Pra quem estava com saudades de cultura no blog.

Elizabethanos - Luís Fernando Veríssimo

SHAKESPEARE - Quem sois, que me acordais de um sono tão longo que nas pálpebras pesa a remela?

ELIZABETH - Sou a rainha.

SHAKESPEARE - Elizabeth?

ELIZABETH - Ela.

SHAKESPEARE - Então eu não morri, e quatrocentos anos de túmulo foram o sono de um segundo, e o declínio da Inglaterra o devaneio cruel de um cérebro vagabundo?

ELIZABETH - Não, vos suplico, não erreis na dedução. Sou Elizabeth, sou rainha, mas não sou aquela não. A Inglaterra está mudada, o mundo uma anarquia. Mas, quatrocentos anos depois, ainda vive a monarquia.

SHAKESPEARE - Agora vejo com clareza, sois muito diferente. Uma rainha assim, sei lá, com cara de tia da gente.

ELIZABETH - Mas o reino é o mesmo, a mesma ilha coroada. A mesma raça de reis, e a coroa o mesmo fardo. Só nos falta…

SHAKESPEARE - O quê?

ELIZABETH - Um bardo.

SHAKESPEARE - Entendo! Não quereis meus ossos nem minha carne, não é a ressurreição que minha acena. Quereis meu espírito… e minha pena.

ELIZABETH - Sim, cantai, bardo, como fizestes um dia, as glórias e os feitos, o esplendor e o tutano deste novo tempo - elizabethano.

SHAKESPEARE - A tarefa, confesso, me atrai, embora esteja enferrujado. Ah, rechear outra vez mil folhas com versos de lado a lado! Plenos de sangue e luxúria, de vida, de som e de fúria. Contai-me, rainha, tudo, sem esquecer um pajem: quem fez o que com quem, com que calhordice ou coragem.

ELIZABETH - Bem.

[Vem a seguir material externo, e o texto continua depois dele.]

PR #6888, opened 2016-08-16
Updating onboarding script to account for possible null user.info.

### LINKED ISSUE #6884: Onboarding not appearing - DS user id is null
#### Current Behavior

Onboarding not appearing for some users. Looks like their DS user ids are coming back as null -- could be a Northstar sync issue. 
#### Desired Behavior

Onboarding should appear for all members. 
#### Why This Matters

We want all users to see onboarding so they have the opportunity to sign up for additional campaigns. 

screen shot 2016-08-16 at 9 55 46 am
screen shot 2016-08-16 at 9 56 55 am

weerd:
#### What's this PR do?

This PR adds a fix to account for the possibility that the `user.info` returned from Northstar _might_ have responded with an error and thus the value is `null`. If so, let's not rely on having `user.info.id` be present and instead handle that a little better.

If you get a `null` response from Northstar (you can try and fake it for testing), do the Onboarding experience still show for a logged in user?

Used `Object.keys()` since we're also added the campaign run to the localStorage key. However, these run ids are nested within objects whose keys are the language codes available for a translated run. To help avoid errors with adding the campaign run ID, I'm nabbing the first item with a key (typically `en`) and grabbing that run ID.
#### Relevant tickets

Fixes #6884
#### Checklist
- [ ] Tested on staging.

---

@DFurnes @deadlybutter 

cc: @jessleenyc

### DIFF
--- a/lib/themes/dosomething/paraneue_dosomething/js/onboarding.js
+++ b/lib/themes/dosomething/paraneue_dosomething/js/onboarding.js
@@ -10,9 +10,13 @@ const ReactDom = require('react-dom');
 const Modal = require('dosomething-modal');
 
 function getLocalStorageKey(user, campaign) {
+  // @TODO: probably need a better way to get the run ID consistently.
+  const languageCode = (Object.keys(campaign.campaign_runs.current)[0]);
+
   let key = null;
+
   if (campaign && user) {
-    key = `onboarding:campaign=${campaign.id}-user=${user.info.id}`;
+    key = `onboarding:campaign=${campaign.id}&run=${campaign.campaign_runs.current[languageCode].id}${user.info ? "&user=" + user.info.id :  ''}`;
   }
 
   return key;
--- a/lib/themes/dosomething/paraneue_dosomething/js/onboarding.js
+++ b/lib/themes/dosomething/paraneue_dosomething/js/onboarding.js
@@ -10,13 +10,10 @@ const ReactDom = require('react-dom');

Meu tio Eduardo, um romântico…

SHAKESPEARE - Já preparo o cântico… “Matou dezessete sobrinhos e morreu com a mente insana.”

ELIZABETH - Não. Casou com uma americana.

SHAKESPEARE - Esqueci esse. Quem mais? Que heróis? Que vilões? Quem espantou o mundo com sua vida e espantará o inferno com sua morte?

ELIZABETH - Tem Felipe, meu consorte.

SHAKESPEARE - Ah, pressinto um personagem… Conspira, transpira, se esgueira? Queima com a chama terrível do eterno enjeitado?

ELIZABETH - Não, é até meio apagado.

SHAKESPEARE - E os príncipes? Estes inspiram a nação. Qual deles é o guerreiro? Qual o alegre fanfarrão? Algum filósofo? Algum esteta? Pelo menos um mau poeta? Qual o carneiro, qual o lobo?

ELIZABETH - Nem uma coisa nem outra…

SHAKESPEARE - Nessa corte só tem bobo!

ELIZABETH - Esperai. Há um que o povo inspira, e não há quem não agite, dos condados à rua Fleet. Andrew é o seu nome, e tem histórias de sobra.

SHAKESPEARE - E o destino trágico dos príncipes está em toda a minha obra. Ser aquele que o reino ama, e pelo reino quebra a cara. Esse Andrew…

ELIZABETH - Namorou uma pornostar e vai casar com uma Sarah.

SHAKESPEARE - Sim. Humm. Tudo bem. Não repareis, soberana, mas vou voltar a dormir, seja na tumba seja na cama. Dormir, talvez sonhar, tanto faz - desde que eu volte à paz. Tente Coward, Wilde, Shaw, os três juntos ou um só. Pois os tempos são elizabethanos mas não são nada shakespearianos.